### Assigned task
With no edits of any kind, print each record that follows.

### Data extracts
PR #238, opened 2019-07-11
Support user-defined types (UDT)

### LINKED ISSUE #213: Add support for UDTs
It could be as simple as registering the type with the decoder but I think there is a bit more work involved. We need this for our own setup but I think this will be useful for others as well. Just adding this as a reminder to pick it up at some point.

magiconair:
This patch adds support for user-defined types which are encoded as
extension objects.

Fixes #213


ua/extension_object.go
```diff
@@ -10,6 +10,38 @@ import (
 	"github.com/gopcua/opcua/id"
 )
 
+// eotypes contains all known extension objects.
+var eotypes = NewTypeRegistry()
+
+// init registers known built-in extension objects.
+func init() {
+	// RegisterExtensionObject(id.AnonymousIdentityToken_Encoding_DefaultBinary, new(AnonymousIdentityToken))
```
alexbrdn: seems to me, there's no need for this commented out code

magiconair: Indeed ...

magiconair:
I'll merge this to move forward. We can iterate on the code if there are issues.

PR #242, opened 2019-07-19
Add support for arrays in variants

### LINKED ISSUE #241: Unable to write arrays due to StatusBadEndOfStream
Below is the code I'm using:

```
func arrayWriteTest(client *opcua.Client) error {
  variant, err := ua.NewVariant(int32(0))
  if err != nil {
    return err
  }
  variant.ArrayLength = 8
  variant.Value = []int32{0, 1, 2, 3, 4, 5, 6, 7}
  variant.EncodingMask = byte(variant.EncodingMask + ua.VariantArrayValues)
  wv := &ua.WriteValue{
    NodeID:      ua.NewStringNodeID(4, "my.node.id"),
    AttributeID: ua.AttributeIDValue,
    Value: &ua.DataValue{
      EncodingMask: ua.DataValueValue,
      Value:        variant,
    },
  }
  req := &ua.WriteRequest{
    NodesToWrite: []*ua.WriteValue{wv},
  }
  _, err = client.Write(req)
  return err
}
```

Here's the logs:
>debug: uasc 1/4: send *ua.WriteRequest with 128 bytes
>debug: conn 1: recv ERRF with 16 bytes
>debug: uasc 1/4: Cannot move beyond end of the stream. StatusBadEndOfStream (0x80B00000)
>debug: Received error: Cannot move beyond end of the stream. StatusBadEndOfStream (0x80B00000)
>2019/07/17 16:30:07.972023 failed array write test: Cannot move beyond end of the stream. StatusBadEndOfStream (0x80B00000)

I'll try to get server logs tomorrow, unless someone is able to reproduce/debug before then.

magiconair:
This patch adds support for one and multi-dimensional arrays in Variant
types.

Fixes #241

### DIFF
--- a/ua/variant.go
+++ b/ua/variant.go
@@ -23,13 +23,13 @@ const (
 //
 // Specification: Part 6, 5.2.2.16
 type Variant struct {
-	// EncodingMask contains the type and the array flags
+	// mask contains the type and the array flags
 	// bits 0:5: built-in type id 1-25
 	// bit 6: array dimensions
 	// bit 7: array values
-	EncodingMask byte
+	mask byte
 
-	// ArrayLength is the number of elements in the array.
+	// arrayLength is the number of elements in the array.
 	// This field is only present if the 'array values'
 	// flag is set.
 	//
@@ -37,24 +37,24 @@ type Variant struct {
 	// field specifies the total number of elements. The original array can be
 	// reconstructed from the dimensions that are encoded after the value
 	// field.
-	ArrayLength int32
+	arrayLength int32
 
-	// ArrayDimensionsLength is the numer of dimensions.
+	// arrayDimensionsLength is the numer of dimensions.
 	// This field is only present if the 'array dimensions' flag
 	// is set.
-	ArrayDimensionsLength int32
+	arrayDimensionsLength int32
 
-	// ArrayDimensions is the size for each dimension.
+	// arrayDimensions is the size for each dimension.
 	// This field is only present if the 'array dimensions' flag
 	// is set.
-	ArrayDimensions []int32
+	arrayDimensions []int32
 
-	Value interface{}
+	value interface{}
 }
 
 func NewVariant(v interface{}) (*Variant, error) {
 	va := &Variant{}
-	if err := va.Set(v); err != nil {
+	if err := va.set(v); err != nil {
 		return nil, err
 	}
 	return va, nil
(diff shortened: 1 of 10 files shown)


kung-foo:
Is there any value in pulling out the array related code into a separate struct? It seems like fields like `ArrayLength` should only be seen _if_ `VariantArrayValues` is set. Additionally, I'm not sure why it is a field and not a function (getter). Since we should be able to discern the value in both decode and encode functions. Otherwise it's just one more thing the developer needs to know (i.e. I didn't know that I _didn't_ need to set `ArrayDimensionsLength` because `Set(...)` does it for me.)

Otherwise, LGTM :)

magiconair:
Now that `Set` does the work I think we can unexport them. `Variant` is somewhat of a beast but it's the only one so I'd like to keep it in one place unless there is a good reason for pulling some code out.

kung-foo:
I was thinking of two structs like `Variant` and `VariantArray` (or slice). This would allow the `Length()` function to only exist on `VariantArray`. So not so much about splitting the code apart, rather ensuring the struct's interface is as minimal as possible. i.e. a `String` `Variant` shouldn't have an `ArrayLength` method at all.

coding out loud here:

```golang
v, _ := NewVariant([]uint32{0, 1, 2}) // v is *VariantArray cast to *Variant?
va, _ := v.AsArray() // returns *VariantArray
va.Length()
va.ElementAt(2) // returns *Variant? (note, I would not create an API like this. This is just to show how array specific function can exist here)
```

ua/variant.go
```diff
@@ -347,6 +457,7 @@ func (m *Variant) Float() float64 {
 	}
 }
 
+// Int returns the int value if the type is one of the int types.
```
kung-foo, line 481: minor nit on the comment/api: this returns an `int` _no matter what_. I'd rather see it return an error if it is not possible to "cast" it to the requested type. I know this makes the API even more verbose, but that's the pain of dynamic typing. It hasn't bit me yet, but I am 100% sure that in the future I will mistakenly ask for the wrong type and it won't be caught in any tests because it returns a real value.
I suppose we could go crazy and add `MustInt() int` and panic on error ;)

magiconair: While going through the code to unexport the variant fields I've noticed that in a lot of places we're just calling `Value()` instead of the specific method. I had the opposite reaction than you. 

I think that in almost all cases you know which type you're getting and the convenience functions should return that typed value without error checking. If you need to check you can always use `Value()` and do a proper type check. 

We should add methods for all supported types like `LocalizedText` and `XmlElement`, ... to complete the set. We could also add `Int8()` and the likes but that might be overkill.

magiconair:
@kung-foo I've unexported all Variant fields and replaced them with functions. Need to think about about the `VariantArray` idea. Maybe we can do that in another iteration if this is a bit more concrete.

ua/variant.go
kung-foo: Noob OPC question: do (server) types change much? Meaning if I write a client assuming that the temperature is coming back as a float, and then an operator changes it to an int, my code will continue to work, but the temperature is now zero.

magiconair: I am running into the same issue with our PLC programmers. The answer is "it depends". There is this concept of a TypeDictionary but that seems quite cumbersome and we don't have code to use that. Schema versioning is a difficult problem and it usually requires coordination. 

Also, I don't want to add too much boilerplate code to the library if you can write a simple function yourself to handle this situation.

magiconair: Also, the same thing happens when they add a new field and don't tell you about it.

magiconair:
I'll wait for @jkissinger for some feedback and then merge this unless there are some more general complaints. Even though this may not be perfect it moves us forward.

magiconair:
Also, @kung-foo if you can test this then this would be appreciated as well.

magiconair:
I'll merge this and tag the next version.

### Answer below
PR #238, opened 2019-07-11
Support user-defined types (UDT)

### LINKED ISSUE #213: Add support for UDTs
It could be as simple as registering the type with the decoder but I think there is a bit more work involved. We need this for our own setup but I think this will be useful for others as well. Just adding this as a reminder to pick it up at some point.

magiconair:
This patch adds support for user-defined types which are encoded as
extension objects.

Fixes #213


ua/extension_object.go
```diff
@@ -10,6 +10,38 @@ import (
 	"github.com/gopcua/opcua/id"
 )
 
+// eotypes contains all known extension objects.
+var eotypes = NewTypeRegistry()
+
+// init registers known built-in extension objects.
+func init() {
+	// RegisterExtensionObject(id.AnonymousIdentityToken_Encoding_DefaultBinary, new(AnonymousIdentityToken))
```
alexbrdn: seems to me, there's no need for this commented out code

magiconair: Indeed ...

magiconair:
I'll merge this to move forward. We can iterate on the code if there are issues.

PR #242, opened 2019-07-19
Add support for arrays in variants

### LINKED ISSUE #241: Unable to write arrays due to StatusBadEndOfStream
Below is the code I'm using:

```
func arrayWriteTest(client *opcua.Client) error {
  variant, err := ua.NewVariant(int32(0))
  if err != nil {
    return err
  }
  variant.ArrayLength = 8
  variant.Value = []int32{0, 1, 2, 3, 4, 5, 6, 7}
  variant.EncodingMask = byte(variant.EncodingMask + ua.VariantArrayValues)
  wv := &ua.WriteValue{
    NodeID:      ua.NewStringNodeID(4, "my.node.id"),
    AttributeID: ua.AttributeIDValue,
    Value: &ua.DataValue{
      EncodingMask: ua.DataValueValue,
      Value:        variant,
    },
  }
  req := &ua.WriteRequest{
    NodesToWrite: []*ua.WriteValue{wv},
  }
  _, err = client.Write(req)
  return err
}
```

Here's the logs:
>debug: uasc 1/4: send *ua.WriteRequest with 128 bytes
>debug: conn 1: recv ERRF with 16 bytes
>debug: uasc 1/4: Cannot move beyond end of the stream. StatusBadEndOfStream (0x80B00000)
>debug: Received error: Cannot move beyond end of the stream. StatusBadEndOfStream (0x80B00000)
>2019/07/17 16:30:07.972023 failed array write test: Cannot move beyond end of the stream. StatusBadEndOfStream (0x80B00000)

I'll try to get server logs tomorrow, unless someone is able to reproduce/debug before then.

magiconair:
This patch adds support for one and multi-dimensional arrays in Variant
types.

Fixes #241

### DIFF
--- a/ua/variant.go
+++ b/ua/variant.go
@@ -23,13 +23,13 @@ const (
 //
 // Specification: Part 6, 5.2.2.16
 type Variant struct {
-	// EncodingMask contains the type and the array flags
+	// mask contains the type and the array flags
 	// bits 0:5: built-in type id 1-25
 	// bit 6: array dimensions
 	// bit 7: array values
-	EncodingMask byte
+	mask byte
 
-	// ArrayLength is the number of elements in the array.
+	// arrayLength is the number of elements in the array.
 	// This field is only present if the 'array values'
 	// flag is set.
 	//
@@ -37,24 +37,24 @@ type Variant struct {
 	// field specifies the total number of elements. The original array can be
 	// reconstructed from the dimensions that are encoded after the value
 	// field.
-	ArrayLength int32
+	arrayLength int32
 
-	// ArrayDimensionsLength is the numer of dimensions.
+	// arrayDimensionsLength is the numer of dimensions.
 	// This field is only present if the 'array dimensions' flag
 	// is set.
-	ArrayDimensionsLength int32
+	arrayDimensionsLength int32
 
-	// ArrayDimensions is the size for each dimension.
+	// arrayDimensions is the size for each dimension.
 	// This field is only present if the 'array dimensions' flag
 	// is set.
-	ArrayDimensions []int32
+	arrayDimensions []int32
 
-	Value interface{}
+	value interface{}
 }
 
 func NewVariant(v interface{}) (*Variant, error) {
 	va := &Variant{}
-	if err := va.Set(v); err != nil {
+	if err := va.set(v); err != nil {
 		return nil, err
 	}
 	return va, nil
(diff shortened: 1 of 10 files shown)


kung-foo:
Is there any value in pulling out the array related code into a separate struct? It seems like fields like `ArrayLength` should only be seen _if_ `VariantArrayValues` is set. Additionally, I'm not sure why it is a field and not a function (getter). Since we should be able to discern the value in both decode and encode functions. Otherwise it's just one more thing the developer needs to know (i.e. I didn't know that I _didn't_ need to set `ArrayDimensionsLength` because `Set(...)` does it for me.)

Otherwise, LGTM :)

magiconair:
Now that `Set` does the work I think we can unexport them. `Variant` is somewhat of a beast but it's the only one so I'd like to keep it in one place unless there is a good reason for pulling some code out.

kung-foo:
I was thinking of two structs like `Variant` and `VariantArray` (or slice). This would allow the `Length()` function to only exist on `VariantArray`. So not so much about splitting the code apart, rather ensuring the struct's interface is as minimal as possible. i.e. a `String` `Variant` shouldn't have an `ArrayLength` method at all.

coding out loud here:

```golang
v, _ := NewVariant([]uint32{0, 1, 2}) // v is *VariantArray cast to *Variant?
va, _ := v.AsArray() // returns *VariantArray
va.Length()
va.ElementAt(2) // returns *Variant? (note, I would not create an API like this. This is just to show how array specific function can exist here)
```

ua/variant.go
```diff
@@ -347,6 +457,7 @@ func (m *Variant) Float() float64 {
 	}
 }
 
+// Int returns the int value if the type is one of the int types.
```
kung-foo, line 481: minor nit on the comment/api: this returns an `int` _no matter what_. I'd rather see it return an error if it is not possible to "cast" it to the requested type. I know this makes the API even more verbose, but that's the pain of dynamic typing. It hasn't bit me yet, but I am 100% sure that in the future I will mistakenly ask for the wrong type and it won't be caught in any tests because it returns a real value.
I suppose we could go crazy and add `MustInt() int` and panic on error ;)

magiconair: While going through the code to unexport the variant fields I've noticed that in a lot of places we're just calling `Value()` instead of the specific method. I had the opposite reaction than you. 

I think that in almost all cases you know which type you're getting and the convenience functions should return that typed value without error checking. If you need to check you can always use `Value()` and do a proper type check. 

We should add methods for all supported types like `LocalizedText` and `XmlElement`, ... to complete the set. We could also add `Int8()` and the likes but that might be overkill.

magiconair:
@kung-foo I've unexported all Variant fields and replaced them with functions. Need to think about about the `VariantArray` idea. Maybe we can do that in another iteration if this is a bit more concrete.

ua/variant.go
kung-foo: Noob OPC question: do (server) types change much? Meaning if I write a client assuming that the temperature is coming back as a float, and then an operator changes it to an int, my code will continue to work, but the temperature is now zero.

magiconair: I am running into the same issue with our PLC programmers. The answer is "it depends". There is this concept of a TypeDictionary but that seems quite cumbersome and we don't have code to use that. Schema versioning is a difficult problem and it usually requires coordination. 

Also, I don't want to add too much boilerplate code to the library if you can write a simple function yourself to handle this situation.

magiconair: Also, the same thing happens when they add a new field and don't tell you about it.

magiconair:
I'll wait for @jkissinger for some feedback and then merge this unless there are some more general complaints. Even though this may not be perfect it moves us forward.

magiconair:
Also, @kung-foo if you can test this then this would be appreciated as well.

magiconair:
I'll merge this and tag the next version.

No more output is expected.